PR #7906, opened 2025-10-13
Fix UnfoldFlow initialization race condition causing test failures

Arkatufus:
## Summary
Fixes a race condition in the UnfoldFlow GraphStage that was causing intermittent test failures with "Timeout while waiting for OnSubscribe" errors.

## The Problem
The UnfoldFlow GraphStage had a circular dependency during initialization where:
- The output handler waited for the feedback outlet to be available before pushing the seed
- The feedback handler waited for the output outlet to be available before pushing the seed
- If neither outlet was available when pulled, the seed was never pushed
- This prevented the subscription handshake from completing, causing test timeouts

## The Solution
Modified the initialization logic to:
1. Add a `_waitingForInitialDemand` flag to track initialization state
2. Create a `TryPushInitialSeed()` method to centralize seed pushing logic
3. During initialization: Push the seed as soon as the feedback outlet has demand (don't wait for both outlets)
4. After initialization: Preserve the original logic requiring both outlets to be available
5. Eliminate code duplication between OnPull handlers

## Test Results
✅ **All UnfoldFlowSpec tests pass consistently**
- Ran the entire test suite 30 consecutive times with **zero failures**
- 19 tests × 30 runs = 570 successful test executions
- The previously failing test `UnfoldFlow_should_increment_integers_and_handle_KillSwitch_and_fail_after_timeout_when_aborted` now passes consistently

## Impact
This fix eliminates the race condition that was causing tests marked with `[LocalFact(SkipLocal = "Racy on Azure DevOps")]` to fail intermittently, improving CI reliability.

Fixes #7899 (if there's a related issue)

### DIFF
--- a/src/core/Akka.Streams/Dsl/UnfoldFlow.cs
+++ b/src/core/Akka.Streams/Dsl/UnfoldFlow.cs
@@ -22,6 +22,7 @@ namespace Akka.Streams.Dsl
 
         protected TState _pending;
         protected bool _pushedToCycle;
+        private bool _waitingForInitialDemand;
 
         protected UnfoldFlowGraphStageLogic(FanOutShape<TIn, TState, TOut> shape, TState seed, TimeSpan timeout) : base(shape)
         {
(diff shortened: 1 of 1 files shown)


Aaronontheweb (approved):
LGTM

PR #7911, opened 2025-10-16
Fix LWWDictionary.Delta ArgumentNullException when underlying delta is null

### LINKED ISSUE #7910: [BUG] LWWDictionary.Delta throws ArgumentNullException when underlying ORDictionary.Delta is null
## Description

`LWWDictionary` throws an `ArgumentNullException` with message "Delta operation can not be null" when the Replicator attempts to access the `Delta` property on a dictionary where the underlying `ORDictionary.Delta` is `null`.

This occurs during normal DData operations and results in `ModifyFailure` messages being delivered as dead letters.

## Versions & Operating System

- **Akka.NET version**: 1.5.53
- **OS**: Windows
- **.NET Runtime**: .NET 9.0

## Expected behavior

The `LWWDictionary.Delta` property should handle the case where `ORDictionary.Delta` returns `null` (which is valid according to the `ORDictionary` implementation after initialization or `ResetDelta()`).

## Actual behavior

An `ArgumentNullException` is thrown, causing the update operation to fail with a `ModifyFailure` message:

----------------

# What to work on
Everything in the records should be written out again exactly.

# Answer to the exercise
PR #7906, opened 2025-10-13
Fix UnfoldFlow initialization race condition causing test failures

Arkatufus:
## Summary
Fixes a race condition in the UnfoldFlow GraphStage that was causing intermittent test failures with "Timeout while waiting for OnSubscribe" errors.

## The Problem
The UnfoldFlow GraphStage had a circular dependency during initialization where:
- The output handler waited for the feedback outlet to be available before pushing the seed
- The feedback handler waited for the output outlet to be available before pushing the seed
- If neither outlet was available when pulled, the seed was never pushed
- This prevented the subscription handshake from completing, causing test timeouts

## The Solution
Modified the initialization logic to:
1. Add a `_waitingForInitialDemand` flag to track initialization state
2. Create a `TryPushInitialSeed()` method to centralize seed pushing logic
3. During initialization: Push the seed as soon as the feedback outlet has demand (don't wait for both outlets)
4. After initialization: Preserve the original logic requiring both outlets to be available
5. Eliminate code duplication between OnPull handlers

## Test Results
✅ **All UnfoldFlowSpec tests pass consistently**
- Ran the entire test suite 30 consecutive times with **zero failures**
- 19 tests × 30 runs = 570 successful test executions
- The previously failing test `UnfoldFlow_should_increment_integers_and_handle_KillSwitch_and_fail_after_timeout_when_aborted` now passes consistently

## Impact
This fix eliminates the race condition that was causing tests marked with `[LocalFact(SkipLocal = "Racy on Azure DevOps")]` to fail intermittently, improving CI reliability.

Fixes #7899 (if there's a related issue)

### DIFF
--- a/src/core/Akka.Streams/Dsl/UnfoldFlow.cs
+++ b/src/core/Akka.Streams/Dsl/UnfoldFlow.cs
@@ -22,6 +22,7 @@ namespace Akka.Streams.Dsl
 
         protected TState _pending;
         protected bool _pushedToCycle;
+        private bool _waitingForInitialDemand;
 
         protected UnfoldFlowGraphStageLogic(FanOutShape<TIn, TState, TOut> shape, TState seed, TimeSpan timeout) : base(shape)
         {
(diff shortened: 1 of 1 files shown)


Aaronontheweb (approved):
LGTM

PR #7911, opened 2025-10-16
Fix LWWDictionary.Delta ArgumentNullException when underlying delta is null

### LINKED ISSUE #7910: [BUG] LWWDictionary.Delta throws ArgumentNullException when underlying ORDictionary.Delta is null
## Description

`LWWDictionary` throws an `ArgumentNullException` with message "Delta operation can not be null" when the Replicator attempts to access the `Delta` property on a dictionary where the underlying `ORDictionary.Delta` is `null`.

This occurs during normal DData operations and results in `ModifyFailure` messages being delivered as dead letters.

## Versions & Operating System

- **Akka.NET version**: 1.5.53
- **OS**: Windows
- **.NET Runtime**: .NET 9.0

## Expected behavior

The `LWWDictionary.Delta` property should handle the case where `ORDictionary.Delta` returns `null` (which is valid according to the `ORDictionary` implementation after initialization or `ResetDelta()`).

## Actual behavior

An `ArgumentNullException` is thrown, causing the update operation to fail with a `ModifyFailure` message:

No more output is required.